Pour le reste, c’est un objet convenable, bien imprimé. Mais ce qui compte, ce sont les soixante poèmes qui s’y trouvent et se lisent comme de la prose, avec des textes d’une simplicité extraordinaire, directs, vrais, tendres, murmurés et toujours à la limite de la passion.

***

Le thème : l’amour.

En gros, Martine Dillies-Snaet aurait pu nous recopier le verbe aimer à tous les modes et tous les temps ( indicatif, subjonctif, conditionnel… sans oublier le gérondif ) et elle aurait bouclé son recueil en s’épargnent bien du travail.


Pas une page, pas un paragraphe où ne reviennent des mots comme ‘aimer’ ‘vivre’, ‘tendresse’, ‘sourire’, ‘femme’,’homme’,’toi’, ‘douceur’, ‘caresse’ et ‘sentiment’. Ce sont les couleurs pastel qui forment sa toile, avec toutefois quelques grosses taches d’encre rouge ou sombre pour la sensualité, omniprésente, et la complexité des sentiments. Car aimer, n’est pas une chose aisée.

Aimer, c’est aussi garder une part de mystère :
 ‘ ne pas enfermer, laisser le rêve libre’, ‘Mon nuage, c’est mon voyage et sans lui je ne peux vivre…’

Aimer, c’est encore rester fidèle : ‘Elle est déjà liée, lui aussi est attaché. Pas de liaison, ne faisons pas l’con.’, ‘Ce sont les clandestins, des couples sans matins, sans soirées, sans lendemains, les voleurs d’ombre. Aimer, c’est la difficulté de vivre ensemble : ‘Ensemble à se déchirer, à se rejeter, s’arracher, s’attacher…’, ‘J’ai pris le risque de t’aimer…’

Aimer, c’est se réinventer chaque jour : ‘la femme à conquérir, toujours. L’homme à retenir… c’est dur !’, ‘Oh que j’ai mal d’indifférence..’
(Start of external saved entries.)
PR #864, opened 2020-12-31
ft(S3C-3771): Add support for Utapiv2 client to communicate over TLS

tmacro:


naren-rajendran (approved):

anurag4DSB (approved):

lib/UtapiClient.js
```diff
@@ -126,7 +126,7 @@ class UtapiClient {
         this.enabledOperationCounters = [];
         this.disableClient = true;
 
-        if (config) {
+        if (config && !config.disableClient) {
```
anurag4DSB, line 129: should it be this.disbleClient?

tmacro: `config.disableClient` is correct. The intent is to allow config to be passed while not enabling it as cloudserver always instantiates a client at startup and relies on the config being undefined to disable it. Context is that I need to pass the tls certs into the v2 client and would like to keep the logic on cloudservers side simple

anurag4DSB: Cool

PR #867, opened 2021-01-07
ft(S3C-3524): upgrade warp10 to 2.7.2

tmacro:


miniscruff (approved):
Random aside, does dependabot support upgrading base images or some other tool?

tmacro:
not that I'm aware of

ilkescality (approved):

rahulreddy (approved):

rahulreddy:
@miniscruff I think it could if there is a way to declare our versions as python's requirements.txt or yum or some other standardized way package managers use to manage dependencies.

rahulreddy:
> @miniscruff I think it could if there is a way to declare our versions as python's requirements.txt or yum or some other standardized way package managers use to manage dependencies.

Scratch that, I thought that I was in Federation for a second.
@tmacro You are bumping the version in Federation as well right? This image is used by Utapi project specifically.

tmacro:
@rahulreddy yes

Et puis les corps ! Martine en parle avec une finesse qui m’émeut. Car on sent, sous les symboles et les images poétiques, une crudité qui m’interpelle. Et dieu sait (toujours avec un petit d) si sur ce plan, je suis capable de vulgarité gratuite.

Envie de sentir l’étendue de ta délicatesse
Se déposer sur mon ventre consentant
Et de découvrir la profondeur de ma tendresse
Pour t’en recouvrir, homme aimant.’

‘Quand les reins se cambrent
Quand nos corps se mettent en prière’

‘Je-suis-vêtue-je-suis-habillée !
En silence, je te crie, je te hurle : TOU-CHE-MOI !
Déshabille-moi ! Chuuuuut !’
 

Tout est-il de la même eau ? Non. Il y a aussi quelques thèmes différents et même (c’est forcé ) quelques vers que j’ai moins aimés ou pas très bien compris. Comme ces poèmes de Noël par exemple, mais là c’est certainement le bouffeur de curé qui parle.
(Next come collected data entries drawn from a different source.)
PR #879, opened 2021-01-15
ft(S3C-3707): Add disk usage soft limit task

tmacro:

PR #882, opened 2021-01-21
Enable and fix functional tests

tmacro:
I found a stray `.only` when writing tests for #879 causing all but a single functional test suite to be disabled. The changes grew a bit large so I've split it into a separate PR here.

### DIFF
--- a/tests/functional/v2/task/testCreateCheckpoint.js
+++ b/tests/functional/v2/task/testCreateCheckpoint.js
@@ -5,7 +5,7 @@ const { Warp10Client } = require('../../../../libV2/warp10');
 const { convertTimestamp } = require('../../../../libV2/utils');
 const { CreateCheckpoint } = require('../../../../libV2/tasks');
 
-const { generateCustomEvents, protobuf } = require('../../../utils/v2Data');
+const { generateCustomEvents, fetchRecords } = require('../../../utils/v2Data');
 
 const _now = Math.floor(new Date().getTime() / 1000);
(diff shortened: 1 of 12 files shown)


tests/functional/v2/task/testCreateCheckpoint.js
```diff
@@ -16,6 +16,33 @@ const checkpointLabelToLevel = {
     usr: 'users',
 };
 
+// async function fetchRecords(warp10, className, labels, params) {
```
miniscruff: large commented block

tests/functional/v2/task/testRepair.js
```diff
@@ -113,16 +119,18 @@ describe('Test Repair', function () {
...
+            { node: prefix },
+            { end: getTs(1), count: -1 },
+            '@utapi/decodeRecord',
+        );
         assert.strictEqual(series.length, 3);
         assertResults(totals, series);
 
         await repairTask._execute(getTs(0));
-        results = await warp10.fetch({
+        const results = await warp10.fetch({
```
jonathan-gramain: not possible or no benefit in using `fetchRecords` for this one?

jonathan-gramain (approved):

tests/functional/v2/task/testRepair.js
tmacro: I didn't convert it as we're only concerned about the length and don't need to decode, but I'll change it for consistency

anurag4DSB (approved):

PR #888, opened 2021-01-27
ft(S3C-3609): Add hard disk limit

tmacro:


libV2/tasks/DiskUsage.js
```diff
@@ -166,6 +206,18 @@ class MonitorDiskUsage extends BaseTask {
...
         }
+
+        if (this._hardLimit !== undefined) {
+            const shouldLock = this._checkHardLimit(size, this.nodeId);
+            if (shouldLock) {
+                moduleLogger.error('hard limit exceeded, disabling writes to warp 10', { nodeId: this.nodeId });
+                await this._disableWarp10Updates();
+            } else {
+                moduleLogger.error('usage below hard limit, ensuring writes to warp 10 are enabled',
+                    { nodeId: this.nodeId });
```
vrancurel, line 245: At some point we said that we should not re-enable writes automatically (since we lost events, and repair is needed, etc.)

images/warp10/s6/cont-init.d/10-generate-hash-seeds
```diff
@@ -8,4 +8,5 @@ WARP10_SECRETS="$WARP10_CONFIG_DIR/00-secrets.conf"
 if [ ! -f "$WARP10_SECRETS" ]; then
     cp "$WARP10_CONF_TEMPLATES/00-secrets.conf.template" "$WARP10_SECRETS"
     python "${WARP10_HOME}/etc/generate_crypto_key.py" "$WARP10_SECRETS"
+    echo "warp10.manager.secret = scality" >> $WARP10_SECRETS
```
vrancurel, line 11: Why not calling `generate_crypto_key.py` here ?

tmacro: Internally `generate_crypto_key.py` is using a regex to insert random values for the secrets.
There's 2 problems with this:
- we need the management secret to be known to the hard limit process and random keys makes this difficult at deploy
- The line for `warp10.manager.secret` doesn't contain the template value `generate_crypto_key.py` uses to insert

libV2/tasks/DiskUsage.js
tmacro: Ah I forgot about that. #899 removes the technical barriers to automatic unlocking as far as lost events/consistency, though I think there may have been an ops reason as well? Either way I'll add an manual unlock flag to the cli

vrancurel: if you say so

vrancurel: No risk of inconsistency if let say, 2 nodes were locked for 2 days ?

images/warp10/s6/cont-init.d/10-generate-hash-seeds
vrancurel: ok, we might solve this later, plz create a ticket.

vrancurel (approved):

libV2/tasks/DiskUsage.js
tmacro: Under the new system any events that were destined to be written to the locked warp 10s would have been written to one of the available nodes and processed there. The snapshot/checkpoint/repair processes already allow for arbitrary lengths of time in between them so from their perspective a locked warp 10 would look the same as an idle cluster.

tmacro: Not counting the lag in replication between warp 10s it would introduce of course

libV2/tasks/DiskUsage.js
```diff
@@ -100,7 +118,58 @@ class MonitorDiskUsage extends BaseTask {
...
+        const hardLogger = moduleLogger.with({
+            size,
+            sizeHuman: formatDiskSize(size),
+            hardPercentage,
+            hardLimit: this._hardLimit,
+            hardLimitHuman,
+            nodeId,
+        });
+
+        const msg = `Using ${hardPercentage * 100}% of the ${hardLimitHuman} soft limit on ${nodeId}`;
```
jonathan-gramain: `of the ${hardLimitHuman} soft limit` -> `of the ${hardLimitHuman} hard limit`

ilkescality (approved):

tests/functional/hardLimit/testHardLimit.js
```diff
@@ -0,0 +1,50 @@
...
+
+    beforeEach(async () => {
+        path = `/tmp/diskusage-${uuid.v4()}`;
+        task = new MonitorDiskUsage();
+        await task.setup();
+        task._path = path;
+        task._enabled = true;
+    });
+
+    it('should trigger a database unlock if below the limit', async () => {
```
jonathan-gramain: very minor: could be more logical to put the lock test before the unlock test since unlock happens after lock

libV2/tasks/DiskUsage.js
```diff
@@ -165,6 +234,18 @@ class MonitorDiskUsage extends BaseTask {
...
+
+        if (this._hardLimit !== undefined) {
+            const shouldLock = this._checkHardLimit(size, this.nodeId);
+            if (shouldLock) {
+                moduleLogger.error('hard limit exceeded, disabling writes to warp 10', { nodeId: this.nodeId });
+                await this._disableWarp10Updates();
+            } else {
+                moduleLogger.error('usage below hard limit, ensuring writes to warp 10 are enabled',
+                    { nodeId: this.nodeId });
+                await this._enableWarp10Updates();
```
jonathan-gramain, line 246: Wondering if we should not keep a state if we are currently above the hard limit or not, in order to avoid the overhead of re-enabling updates every time we happen to be below the hard limit (i.e. executing the `DROP DROP 'scality' UPDATEON` code), even if we did not reach the hard limit yet? Not sure I understand the logic, just asking.

tmacro: I thought about this, but decided that a simpler mechanism for the first version was ok as the overhead is minimal

jonathan-gramain (approved):

PR #889, opened 2021-01-27
Improvement/s3 c 3800 rework failover

tmacro:


libV2/tasks/BaseTask.js
```diff
@@ -104,6 +94,22 @@ class BaseTask extends Process {
     async _join() {
         return this._cache.disconnect();
     }
+
+    withWarp10(func, onError) {
+        return iterIfError(this._warp10Clients, func, error => {
+            const {
+                name, code, message, stack,
+            } = error;
+            logger.error('error during warp 10 request', {
```
jonathan-gramain: Thinking out loud if all errors should be logged in error, or if some errors are "normal" and should be logged in debug/info

libV2/utils/func.js
```diff
@@ -30,7 +30,39 @@ function comprehend(data, func) {
...
+ *
+ * onError, if passed, is called on every error thrown by func;
+ *
+ * @param {Array} items - items to iterate
+ * @param {AsyncFunction} func - function to apply to each item
+ * @param {Function|undefined} onError - optional function called if an error is thrown
+ * @returns {*} -
+ */
+async function iterIfError(items, func, onError) {
+    // console.log(items)
```
jonathan-gramain: Debugging comments should be removed

jonathan-gramain (approved):

libV2/tasks/BaseTask.js
tmacro: All cases I can think of meet the "error" qualification, though I can see value in being able to silence this. What do you think of changing it to work as a default value for `onError`? That should allow opting out on a case by case basis.

libV2/tasks/BaseTask.js
```diff
@@ -104,6 +94,22 @@ class BaseTask extends Process {
...
+                error: {
+                    name, code, errmsg: message, stack: name !== 'RequestError' ? stack : undefined,
+                },
+            });
+            if (onError) {
+                onError(error);
+            }
```
tmacro:
```suggestion
            if (onError) {
                onError(error);
            } else {
                const {
                    name, code, message, stack,
                } = error;
                logger.error('error during warp 10 request', {
                    error: {
                        name, code, errmsg: message, stack: name !== 'RequestError' ? stack : undefined,
                    },
                });
            }
```

naren-rajendran (approved):

PR #896, opened 2021-02-02
bugfix: S3C-3830 bump warp10

rahulreddy:


naren-rajendran (approved):

miniscruff (approved):

jonathan-gramain (approved):

tmacro:
Upstream has removed the python script that generates the random seeds during initial startup, and replaced it with a java implementation. I've updated `10-generate-hash-seeds` to use the new one.
I've also taken the opportunity to remove `40-generate-secrets` since we use a static token and I suspect a few errors seen in the field to be cause by some flakiness here.
Finally I've added `ENV S6_BEHAVIOUR_IF_STAGE2_FAILS 2` which will cause s6 to exit on any failure during `cont-init` rather than continuing with startup.

tmacro (approved):

rahulreddy:
> Upstream has removed the python script that generates the random seeds during initial startup, and replaced it with a java implementation. I've updated `10-generate-hash-seeds` to use the new one.
> I've also taken the opportunity to remove `40-generate-secrets` since we use a static token and I suspect a few errors seen in the field to be cause by some flakiness here.
> Finally I've added `ENV S6_BEHAVIOUR_IF_STAGE2_FAILS 2` which will cause s6 to exit on any failure during `cont-init` rather than continuing with startup.

How do you usually track/figure out these changes?

PR #901, opened 2021-02-09
bf(S3C-3940): Prevent reporting of negative metrics

tmacro:


libV2/server/API/metrics/listMetrics.js
```diff
@@ -16,6 +16,14 @@ const metricResponseKeys = {
     service: 'serviceName',
 };
 
+function positiveOrZero(value) {
+    if (value < 0) {
+        return 0;
+    }
+
+    return value;
+}
```
miniscruff: Can use math max https://developer.mozilla.org/en-US/docs/Web/JavaScript/Reference/Global_Objects/Math/max

tmacro: fancy

libV2/server/API/metrics/getStorage.js
```diff
@@ -54,7 +54,7 @@ async function getStorage(ctx, params) {
 
     ctx.results.statusCode = 200;
     ctx.results.body = {
-        storageUtilized,
+        storageUtilized: storageUtilized > 0 ? storageUtilized : 0,
```
miniscruff: math max works here too

miniscruff (approved):
would like a test or two but looks good to me

anurag4DSB (approved):

libV2/server/API/metrics/getStorage.js
```diff
@@ -54,7 +54,7 @@ async function getStorage(ctx, params) {
 
     ctx.results.statusCode = 200;
     ctx.results.body = {
-        storageUtilized,
+        storageUtilized: Math.max(storageUtilized, 0),
```
anurag4DSB, line 57: Can it go in negative as well?

jonathan-gramain (approved):

libV2/server/API/metrics/getStorage.js
tmacro: Technically all UTAPI metrics can go negative as it is, at its core, just a system of summing numbers that you give it. This means that if the `+` metrics are missed but the `-` ones aren't you get negatives.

Citons en vrac parmi mes préférés :
‘Et attendre un peu’, ‘C’est confidentiel’ et surtout ‘Ik houd van toi’ dont on a déjà parlé sur ce forum. Car je m’étais vanté imprudemment de pouvoir le mettre en musique, oubliant qu’il s’agissait de vers libres, donc difficiles, sinon impossibles à mettre en couplets.

Je n’ai jamais rencontré l’auteur, mais j’ai l’impression après avoir lu son
recueil, que je la connais déjà un peu et que les préliminaires ne seront plus vraiment nécessaires lorsque nous nous ferons connaissance. J’ai vu ses taches d’encre et tout psychologue vous dira que les interpréter, c’est se dévoiler.